**WHAT YOU ARE ASKED TO DO**
All of the data that appears below is to be given again precisely as written.

----------

PR #111, opened 2024-04-01
update encfs to use cbl mariner

hgarvison:
Update ENCFS and SKR to use Azure Linux 3.0 as image base.

### DIFF
--- a/cmd/remotefs/azurefs.go
+++ b/cmd/remotefs/azurefs.go
@@ -35,6 +35,7 @@ var (
 	_azmountRun                    = azmountRun
 	_containerMountAzureFilesystem = containerMountAzureFilesystem
 	_cryptsetupOpen                = cryptsetupOpen
+	_cryptsetupOpenWithHeaderFile  = cryptsetupOpenWithHeaderFile
 	ioutilWriteFile                = os.WriteFile
 	osGetenv                       = os.Getenv
 	osMkdirAll                     = os.MkdirAll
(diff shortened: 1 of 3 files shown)


ksayid (approved):

docker/encfs/Dockerfile.encfs
```diff
@@ -7,9 +7,9 @@ RUN cd tools/get-snp-report && make && mv bin/get-snp-report /
 RUN CGO_ENABLED=0 GOOS=linux go build -o / ./cmd/azmount
 RUN CGO_ENABLED=0 GOOS=linux go build -o / ./cmd/remotefs
 
-FROM alpine:3.18.6
+FROM mcr.microsoft.com/cbl-mariner/base/core:2.0
 
-RUN apk update && apk upgrade --no-cache && apk add --no-cache cryptsetup fuse3 curl bash jq
+RUN tdnf update -y && tdnf upgrade -y && tdnf install -y cryptsetup fuse jq
```
BryceDFisher: add `&& tdnf clean all` at the end to remove cache files we don't need stored in the layer.

BryceDFisher (approved):

cmd/remotefs/azurefs.go
```diff
@@ -307,7 +333,10 @@ func containerMountAzureFilesystem(tempDir string, index int, fs AzureFilesystem
 	logrus.Debugf("Opening device at: %s", deviceNamePath)
 	err = _cryptsetupOpen(imageLocalFile, deviceName, keyFilePath)
 	if err != nil {
-		return errors.Wrapf(err, "luksOpen failed: %s", deviceName)
+		err = _cryptsetupOpenWithHeaderFile(imageLocalFile, deviceName, keyFilePath)
```
ksayid, line 347: Just wondering, if `cryptsetupOpen` fails, does the state change? Do we wanna do a `cryptsetup close` before doing another `cryptsetup open`?

ksayid: We could also add a log here, something like:
`logrus.Warnf("Initial cryptsetup open failed: %v. Attempting fallback approach with separate LUKS header...", err)`

cmd/remotefs/azurefs.go
```diff
@@ -88,11 +89,36 @@ func cryptsetupCommand(args []string) error {
...
+		return errors.Wrapf(err, "failed to redirect LUKS header into a separate file: %s", string(output))
+	}
+	logrus.Info("LUKS header file created: luksheader.img")
+
+	logrus.Info("Opening device with LUKS header file luksheader.img")
+	openArgs := []string{
+		// Open device with the key passed to luksFormat
+		"open", source, deviceName, "--key-file", keyFilePath,
+		// Use the header file
+		"--header=luksheader.img",
```
ksayid: should the header file be cleaned up after it's used?

ksayid (approved):

cmd/remotefs/azurefs.go
hgarvison: > Just wondering, if `cryptsetupOpen` fails, does the state change? Do we wanna do a `cryptsetup close` before doing another `cryptsetup open`?

No. It just fails to open the blob and leaves it alone.

ksayid (approved):
LGTM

----------

**EXERCISE OUTPUT**
PR #111, opened 2024-04-01
update encfs to use cbl mariner

hgarvison:
Update ENCFS and SKR to use Azure Linux 3.0 as image base.

### DIFF
--- a/cmd/remotefs/azurefs.go
+++ b/cmd/remotefs/azurefs.go
@@ -35,6 +35,7 @@ var (
 	_azmountRun                    = azmountRun
 	_containerMountAzureFilesystem = containerMountAzureFilesystem
 	_cryptsetupOpen                = cryptsetupOpen
+	_cryptsetupOpenWithHeaderFile  = cryptsetupOpenWithHeaderFile
 	ioutilWriteFile                = os.WriteFile
 	osGetenv                       = os.Getenv
 	osMkdirAll                     = os.MkdirAll
(diff shortened: 1 of 3 files shown)


ksayid (approved):

docker/encfs/Dockerfile.encfs
```diff
@@ -7,9 +7,9 @@ RUN cd tools/get-snp-report && make && mv bin/get-snp-report /
 RUN CGO_ENABLED=0 GOOS=linux go build -o / ./cmd/azmount
 RUN CGO_ENABLED=0 GOOS=linux go build -o / ./cmd/remotefs
 
-FROM alpine:3.18.6
+FROM mcr.microsoft.com/cbl-mariner/base/core:2.0
 
-RUN apk update && apk upgrade --no-cache && apk add --no-cache cryptsetup fuse3 curl bash jq
+RUN tdnf update -y && tdnf upgrade -y && tdnf install -y cryptsetup fuse jq
```
BryceDFisher: add `&& tdnf clean all` at the end to remove cache files we don't need stored in the layer.

BryceDFisher (approved):

cmd/remotefs/azurefs.go
```diff
@@ -307,7 +333,10 @@ func containerMountAzureFilesystem(tempDir string, index int, fs AzureFilesystem
 	logrus.Debugf("Opening device at: %s", deviceNamePath)
 	err = _cryptsetupOpen(imageLocalFile, deviceName, keyFilePath)
 	if err != nil {
-		return errors.Wrapf(err, "luksOpen failed: %s", deviceName)
+		err = _cryptsetupOpenWithHeaderFile(imageLocalFile, deviceName, keyFilePath)
```
ksayid, line 347: Just wondering, if `cryptsetupOpen` fails, does the state change? Do we wanna do a `cryptsetup close` before doing another `cryptsetup open`?

ksayid: We could also add a log here, something like:
`logrus.Warnf("Initial cryptsetup open failed: %v. Attempting fallback approach with separate LUKS header...", err)`

cmd/remotefs/azurefs.go
```diff
@@ -88,11 +89,36 @@ func cryptsetupCommand(args []string) error {
...
+		return errors.Wrapf(err, "failed to redirect LUKS header into a separate file: %s", string(output))
+	}
+	logrus.Info("LUKS header file created: luksheader.img")
+
+	logrus.Info("Opening device with LUKS header file luksheader.img")
+	openArgs := []string{
+		// Open device with the key passed to luksFormat
+		"open", source, deviceName, "--key-file", keyFilePath,
+		// Use the header file
+		"--header=luksheader.img",
```
ksayid: should the header file be cleaned up after it's used?

ksayid (approved):

cmd/remotefs/azurefs.go
hgarvison: > Just wondering, if `cryptsetupOpen` fails, does the state change? Do we wanna do a `cryptsetup close` before doing another `cryptsetup open`?

No. It just fails to open the blob and leaves it alone.

ksayid (approved):
LGTM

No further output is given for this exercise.